When thinking about LLMs for a task, I think it's important to consider how LLMs work.
Essentially, LLMs are trying to produce plausible text given the context. It's roughly advanced next word prediction, so given previous words and phrases, and an enormous amount of data on what writing usually looks like around similar words and phrases, predict the next words.
The models are trained by having human judges quickly rate a bunch of output for how plausible it looks. This means the models are optimized for producing output that, on first glance, looks pretty good to people.
The models can imitate writing style, especially for a short period of time, but not particularly well or closely. If you ask LLMs to produce what a specific person would say, including the user of the product, you'll get a plausible-looking but unreliable answer.
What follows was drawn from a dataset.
PR #3433, opened 2025-05-28
bootstrap 2.39.0

LorenzoBettini:


cdietrich:
@LorenzoBettini should we prepare 2.40 first?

The models also have no understanding of what is correct or accurate, so they will produce output that is wrong, potentially in problematic ways.
The models have no reasoning ability either, but they often can produce plausible output to questions that appear to require reasoning by rephrasing memorized answers to similar questions.
Unfortunately, these issues mean you may struggle to get LLMs to produce high quality output for many of the features and products you might be thinking about, even with considerable effort and optimization on the LLMs.
If you're prepared for that, you can try to make customers forgiving of the inevitable errors with a lot of effort on the UI and by limiting expectations, but that's not easy!